Instructions to follow: Search the records below for the word "precompile". Pull out each line that has it.

Stored data entries:
----
PR #456, opened 2023-01-05
Fix invalidations from new `==` method

timholy:
```
julia> tree
inserting ==(retcode::SciMLBase.ReturnCode.T, s::Symbol) @ SciMLBase ~/.julia/packages/SciMLBase/QqtZA/src/retcodes.jl:348 invalidated:
   mt_backedges: 1: signature ==(x, y) @ Base Base.jl:127 (formerly ==(x, y) @ Base Base.jl:127) triggered MethodInstance for MacroTools.store!(::Dict{Any, Any}, ::Symbol, ::Symbol) (3 children)
                 2: signature ==(x, y) @ Base Base.jl:127 (formerly ==(x, y) @ Base Base.jl:127) triggered MethodInstance for isequal(::Any, ::Symbol) (1 children)
   backedges: 1: superseding ==(x, y) @ Base Base.jl:127 with MethodInstance for ==(::Any, ::Symbol) (224 children)
   2 mt_cache
```

The plurality of those invalidations are LoopVectorization-related.

### DIFF
--- a/src/constructors.jl
+++ b/src/constructors.jl
@@ -201,13 +201,13 @@ function replace_enumerate!(q, prepreamble)
 end
 function replace_single_enumerate!(q, prepreamble, i = nothing)
   if isnothing(i) # not nest loop
-    looprange, body = q.args[1], q.args[2]
+    looprange, body = q.args[1]::Expr, q.args[2]
   else # nest loop
-    looprange, body = q.args[1].args[i], q.args[2]
+    looprange, body = q.args[1].args[i]::Expr, q.args[2]
   end
   @assert Meta.isexpr(looprange, :(=), 2)
   itersyms, r = looprange.args
-  if Meta.isexpr(r, :call, 2) && r.args[1] == :enumerate
+  if Meta.isexpr(r, :call, 2) && r.args[1] === :enumerate
     _iter = r.args[2]
     if _iter isa Symbol
       iter = _iter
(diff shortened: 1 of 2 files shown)


chriselrod (approved):
Thanks for the fixes as always!
I'm surprised there was still an `==` left.

```
> git grep -nr " == :" src
src/constructors.jl:210:  if Meta.isexpr(r, :call, 2) && r.args[1] == :enumerate
src/vectorizationbase_compat/contract_pass.jl:88:    (fun == :(Base.FastMath.add_fast))::Bool
src/vectorizationbase_compat/contract_pass.jl:93:    (fun == :(Base.FastMath.sub_fast))::Bool
src/vectorizationbase_compat/contract_pass.jl:117:         (f == :(Base.FastMath.mul_fast))::Bool
```

chriselrod:
Feel free to bump the version.

chriselrod:
Would it be too crazy to call internal functions that have no business being invalidated through `invoke_in_world`?

chriselrod:
> > Would it be too crazy to call internal functions that have no business being invalidated through invoke_in_world?
> 
> Maybe not? It might be a bit uglier. I kind think we want to be able to annotate methods and callsites with `@concrete_dispatch`: the rule being that if all the types infer concretely, just use normal dispatch, but if any of them are abstract then use runtime dispatch. This would prevent us from using abstract inference, which is the main invalidation risk. Come to think of it, maybe one wants to be able to make that a module-wide setting?

What's the difference between that and `max_methods=1`?

PR #462, opened 2023-01-24
Unconditional max_methods=1

chriselrod:
@ChrisRackauckas no fear
`max_methods=1` can't hurt you if ~~you're pure of heart~~ type stable.

### DIFF
--- a/Project.toml
+++ b/Project.toml
@@ -1,7 +1,7 @@
 name = "LoopVectorization"
 uuid = "bdcacae8-1622-11e9-2a5c-532679323890"
 authors = ["Chris Elrod <elrodc@gmail.com>"]
-version = "0.12.147"
+version = "0.12.148"
 
 [deps]
 ArrayInterface = "4fba245c-0d91-5ea0-9b3e-6abc04ee57a9"
--- a/src/LoopVectorization.jl
+++ b/src/LoopVectorization.jl
@@ -1,5 +1,10 @@
 module LoopVectorization
 
+if isdefined(Base, :Experimental) &&
+   isdefined(Base.Experimental, Symbol("@max_methods"))
+  @eval Base.Experimental.@max_methods 1
+end
+
 using ArrayInterfaceCore: UpTri, LoTri
 using Static: StaticInt, gt, static, Zero, One, reduce_tup
 using VectorizationBase,


chriselrod:
Well, it doesn't seem to help either.
PR:
```julia
julia> @time @eval function AmulB!(C,A,B)
           @turbo for n ∈ indices((C,B),2), m ∈ indices((C,A),1)
               Cmn = zero(eltype(C))
               for k ∈ indices((A,B),(2,1))
                   Cmn += A[m,k] * B[k,n]
               end
               C[m,n] = Cmn
           end
       end
  0.023787 seconds (4.70 k allocations: 271.455 KiB, 76.64% compilation time)
AmulB! (generic function with 1 method)

julia> M = K = N = 71; A = rand(M,K); B = rand(K,N); C1 = A*B; C0 = zero(C1);

julia> @time @eval AmulB!(C0, A, B);
  2.113024 seconds (4.32 M allocations: 261.378 MiB, 3.93% gc time, 99.99% compilation time)
```
Latest release:
```julia
julia> @time @eval function AmulB!(C,A,B)
           @turbo for n ∈ indices((C,B),2), m ∈ indices((C,A),1)
               Cmn = zero(eltype(C))
               for k ∈ indices((A,B),(2,1))
                   Cmn += A[m,k] * B[k,n]
               end
               C[m,n] = Cmn
           end
       end
  0.024604 seconds (4.70 k allocations: 271.307 KiB, 76.93% compilation time)
AmulB! (generic function with 1 method)

julia> M = K = N = 71; A = rand(M,K); B = rand(K,N); C1 = A*B; C0 = zero(C1);

julia> @time @eval AmulB!(C0, A, B);
  2.093600 seconds (4.30 M allocations: 260.192 MiB, 4.07% gc time, 99.99% compilation time)
```
Of course, there is a ton of type unstable code in LV to process expressions.

Maybe I should merge this anyway as a symbolic gesture.

ChrisRackauckas:
I was wondering if it could effect compilation downstream though when it's being hit behind a function barrier (due to the autoswitch solvers). That's really tedious to test though.

chriselrod:
> Of course, there is a ton of type unstable code in LV to process expressions.

Which is why I was thinking this may help.

> I was wondering if it could effect compilation downstream though when it's being hit behind a function barrier (due to the autoswitch solvers). That's really tedious to test though.

I'm going to `@descend` through the calls in OrdinaryDiffEq's precompile statements and see if I run into instabilities.

chriselrod:
> I'm going to `@descend` through the calls in OrdinaryDiffEq's precompile statements and see if I run into instabilities.

I run into type instabilities immediately.

ChrisRackauckas:
There should be some due to the auto-switch, which does manual branching in order to get around the way it would dispatch, but I'm not sure it gives good precompilation.

chriselrod:
Even without autoswitch

PR #469, opened 2023-02-20
Updates for StaticArrayInterface

chriselrod:


chriselrod:
Those piracy failures are real, and my bad. I own the libraries being pirated though. I places the extensions here for historical reasons, but they really should have gone to the owning libraries.

For now, that is fine. May change later.

PR #494, opened 2023-05-18
@turbo function(;kwag) work around

alex-s-gardner:
I've added a note that @turbo can not be applied to functions that are passed kwargs and provided an example of how to work around this limitation. Notes are provided in both the `ReadMe.md` and the `getting_started.md`


chriselrod:
Thanks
----
Solution to the problem:
I'm going to `@descend` through the calls in OrdinaryDiffEq's precompile statements and see if I run into instabilities.
> I'm going to `@descend` through the calls in OrdinaryDiffEq's precompile statements and see if I run into instabilities.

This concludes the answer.